I’ve a set of Volk Rays TE37 18x10.5j et22 (from memory) come with Bridgestone 265/35/18 tyres. 
Need a repaint to make perfect. 
Identical wheel to what’s currently on my car pictured below.

Price- £1850
Location- Birmingham


----------



## MS33 (Jun 27, 2007)

Miss post.


----------



## briancgtr33 (Apr 21, 2009)

thanks for the offers, i should have said i've got around £1000 maybe more with tyres and after a dark colour.
thanks Brian


----------



## Moff (Sep 27, 2004)

We are breaking an R33 GTS and R35 GTR here at TMS Motorsport if you are still looking

*TMS Motorsport - Contact details*

.
.


Breaking R33 GTS-t for Parts - TMS Motorsport










.
.
.

Breaking R35 GTR for parts - TMS Motorsport


----------



## briancgtr33 (Apr 21, 2009)

should also had said i want a set all the same size and that will fit and fill the arches without using spacers
hopfully all going well i'll be ready to buy after the 6th as car's getting mapped, i want to wait till after just in case


----------



## wardiz (Dec 23, 2008)

Would you consider some Enkei RPF1 in bronze (not to be mix up with gold) ? Available only in the US in that color.
Size is 18x9.5" ET12.

Picture : http://wardiz.org/blog/wp-content/uploads/2015/07/Enkei-RPF1-bronze.jpg


----------



## briancgtr33 (Apr 21, 2009)

wardiz said:


> Would you consider some Enkei RPF1 in bronze (not to be mix up with gold) ? Available only in the US in that color.
> Size is 18x9.5" ET12.
> 
> Picture : http://wardiz.org/blog/wp-content/uploads/2015/07/Enkei-RPF1-bronze.jpg


not really my cup of tea, thanks for the offer though


----------



## Kilerbegtr (Jan 1, 2016)

TABZ said:


> I’ve a set of Volk Rays TE37 18x10.5j et22 (from memory) come with Bridgestone 265/35/18 tyres.
> Need a repaint to make perfect.
> Identical wheel to what’s currently on my car pictured below.
> 
> ...


Hi TABZ, Are you wheels still for sale?


----------



## TABZ (Apr 30, 2003)

Kilerbegtr said:


> Hi TABZ, Are you wheels still for sale?

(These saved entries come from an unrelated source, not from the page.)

PR #1183, opened 2025-03-12
Fix segfault in `cu_memory_provider_get_last_native_error()`

ldorau:
### Description

Fix segfault in `cu_memory_provider_get_last_native_error()` when it is called after a CUDA device was destroyed.

### Checklist

- [x] All tests pass locally

### DIFF
--- a/src/provider/provider_cuda.c
+++ b/src/provider/provider_cuda.c
@@ -542,22 +542,41 @@ static void cu_memory_provider_get_last_native_error(void *provider,
         return;
     }
 
-    const char *error_name = 0;
-    const char *error_string = 0;
-    g_cu_ops.cuGetErrorName(TLS_last_native_error.native_error, &error_name);
-    g_cu_ops.cuGetErrorString(TLS_last_native_error.native_error,
-                              &error_string);
-
+    CUresult result;
     size_t buf_size = 0;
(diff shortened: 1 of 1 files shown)


ldorau:
@bratpiorka @lukaszstolarczuk it is required for the CUDA fix: https://github.com/intel/llvm/pull/17411

PatKamin (approved):

src/provider/provider_cuda.c
```diff
@@ -546,15 +546,27 @@ static void cu_memory_provider_get_last_native_error(void *provider,
                               &error_string);
 
     size_t buf_size = 0;
-    strncpy(TLS_last_native_error.msg_buff, error_name, TLS_MSG_BUF_LEN - 1);
+    if (error_name) {
+        strncpy(TLS_last_native_error.msg_buff, error_name,
+                TLS_MSG_BUF_LEN - 1);
+    } else {
+        strncpy(TLS_last_native_error.msg_buff, "cuGetErrorName() failed",
```
lplewa, line 553: nit: can we extend this error message, or/and add comment, that it can happen if cuda is allready destroyed. 

documentation for this functions, says that they never return NULL, so this might be misleading

ldorau: Done

bratpiorka (approved):

KFilipek (approved):

PR #1188, opened 2025-03-13
Move C++ helper header to utils

KFilipek:
# Nothing interesting
Just move C++ header to tests since it's never used by any code in `src/`. Minor deletes with trailing whitespaces and bumps date due to annoying checkers that forced me to do that.


PatKamin (approved):

bratpiorka:
+1 we should have no C++ code in src

bratpiorka (approved):

lukaszstolarczuk (commented):
I can see in cpp_helpers we use `umf` namespace, probably to be updated to `umf_test`. Also btw, could also update `#define UMF_HELPERS_HPP` -> `#define UMF_TEST_HELPERS_HPP`

PR #408, opened 2024-11-03
fix: magic links sent to unregistered emails when disabled sign up

JSLNO:
As of right right now, we have to do something like this:
```ts
	// ...database
	plugins: [
		magicLink({
			disableSignUp: true,
			sendMagicLink: async (data: {
				email: string
				token: string
				url: string
			}) => {
				const isSignedUp =
					(await db.user.count({
						where: {
							email: data.email
						}
					})) > 0

				if (!isSignedUp) {
					throw new Error('User not found')
				}

				// ...send magic link to email
			}
		})
	]
})
```
but it brings some flaws with it. We are not able to provide an accurate error message to the client, because an `INTERNAL_SERVER_ERROR` is thrown.

With the commited adjustments an `USER_NOT_FOUND` error is thrown when a user isn't registered and disableSignUp is set to true. This allows us to provide a more detailed error message to the client.

### DIFF
--- a/packages/better-auth/src/plugins/magic-link/index.ts
+++ b/packages/better-auth/src/plugins/magic-link/index.ts
@@ -55,6 +55,17 @@ export const magicLink = (options: MagicLinkOptions) => {
 				},
 				async (ctx) => {
 					const { email } = ctx.body;
+
+					if (options.disableSignUp) {
+						const user = await ctx.context.internalAdapter.findUserByEmail(email)
+
+						if (!user) {
+							throw new APIError("USER_NOT_FOUND", {
+								message: "User not found"
+							});
+						}
+					}
+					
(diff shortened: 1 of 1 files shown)


packages/better-auth/src/plugins/magic-link/index.ts
```diff
@@ -55,6 +55,17 @@ export const magicLink = (options: MagicLinkOptions) => {
 				},
 				async (ctx) => {
 					const { email } = ctx.body;
+
+					if (options.disableSignUp) {
+						const user = await ctx.context.internalAdapter.findUserByEmail(email);
+
+						if (!user) {
+							throw new APIError("USER_NOT_FOUND", {
```
Bekacru: change `USER_NOT_FOUND` to `BAD_REQUEST`

Issue #415, opened 2024-11-04
Email verification `redirectTo` is improperly composed 


svaraborut:
**Describe the bug**
The `redirectTo` field of `authClient.forgetPassword({ ... redirectTo: '/auth/login' })` has an inconsistent behavior
with `callbackURL` within other methods. It is a perfectly resolvable relative URL, but it is not resolved properly by the
API. To the email this URL is sent
`http://localhost:4444/api/auth/reset-password/...?callbackURL=/auth/login` which upon visit redirects
me to `http://localhost:4444/api/auth/auth/login?token=J7pJqT6tmM6vWzg6vq427` which is wrong.

**Expected behavior**
The URL shall be resolved properly

svaraborut:
I can solve this

Bekacru:
> I can solve this

go for it

Issue #414, opened 2024-11-04
OAuth errors redirect to the internal page


svaraborut:
**Describe the bug**
When OAuth for integrated providers fails, the application redirects to the internal error page `/api/auth/error?error` despite providing `callbackURL`.

**Expected behavior**
If `callbackURL` is provided redirect to the callback page.

**Additional context**
Despite not being explicitly mentioned it is expected that the authentication via integrated providers would have a consistent behavior with [Generic OAuth](https://www.better-auth.com/docs/plugins/generic-oauth#error-handling).

Bekacru:
The reason we're not using the callback URL for error is because it's primarily intended for a success URL where auth is required (e.g., `/dashboard`). But, I'm open to the ide to add `errorCallbackURL` or something similar, which would default to the `currentURL` if not provided. If neither is specified, it would fall back to `/api/auth/error`.

svaraborut:
Yes, this would be the ideal behavior, as the default error page is quite drastic and not customizable, breaking the app flow even when the user does something innocent like "Cancel" during the OAuth flow.

I originally reported this issue as in `v0.6.2` some errors where redirected to the fallback page but some (like "Cancel") were redirected to the `callbackURL`. Now in `v0.7.2.beta-5` I see all of them go straight to the fallback.

PR #417, opened 2024-11-04
Fix Issue 415: Correct forget password redirect

svaraborut:
[Fixed Issue 415](https://github.com/better-auth/better-auth/issues/415)

I've added some `redirectError` and `redirectCallback` which are candidates to be injected directly to the `better-call` context and used through all the routes to reduce issues. `redirectError` is also a candidate function for the  implementation of `errorCallbackURL` proposed in [414](https://github.com/better-auth/better-auth/issues/414).

Fixed also the erroneous behaviour of redirection to the embedded error page if `callbackURL` is present, but `token` is missing

### DIFF
--- a/packages/better-auth/src/api/routes/forget-password.ts
+++ b/packages/better-auth/src/api/routes/forget-password.ts
@@ -1,6 +1,31 @@
 import { z } from "zod";
 import { createAuthEndpoint } from "../call";
 import { APIError } from "better-call";
+import type { AuthContext } from "../../init";
+
+function redirectError(
+	ctx: AuthContext,
+	callbackURL: string | undefined,
+	query?: Record<string, string>,
+): string {
+	const url = callbackURL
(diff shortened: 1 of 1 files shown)


firstaxel:
Good evening I think this should apply to all routes so we can provide a custom error page instead of the default better Auth error page which is not going for people wanting to use the package in production, it will be perfect if we make a option to add a custom error pages to the better Auth instance on the server.

firstaxel:
There any errors provided can be handled currently with, cause if it is me, I need customization for all my pages and if we can get a custom error page it is will be perfect not just the forget password route to have a custom error page

svaraborut:
Currently all endpoints will redirect you to `callbackURL?error=... ` this is how you can distinguish the error state. We have a feature request that is under development to add `errorCallbackUrl` to provide a different redirect url in case of error.

PR #439, opened 2024-11-06
frmt and ux

Kinfe123:
- **fix: count fmt and ux**
- **fix: display start if success**
- **fix: lint**


Bekacru:
Screenshot 2024-11-07 at 1 52 47 AM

Yes. Feel free to pm me it leave contacts details.


----------



## briancgtr33 (Apr 21, 2009)

no longer looking.... just ordered some new ones
went for work t7r


----------



## briancgtr33 (Apr 21, 2009)

my new wheels


----------



## amervyn123 (Aug 11, 2012)

briancgtr33 said:


> after a set of 18" wheels for a r33 gtr 9.5j et12 or there abouts.
> pics would be good, even better if on a r33


Hi I got mine for sale.

They are Rays Gram Lights 57DR black. 

18x9.5 et12 

In good condition but 2 or 3 curbing marks around two of the rims.

Will post up some pics shortly.

Sent from my SM-G950F using Tapatalk


----------



## amervyn123 (Aug 11, 2012)

amervyn123 said:


> Hi I got mine for sale.
> 
> They are Rays Gram Lights 57DR black.
> 
> ...


Apologies. Didn't see your last message before I posted.


----------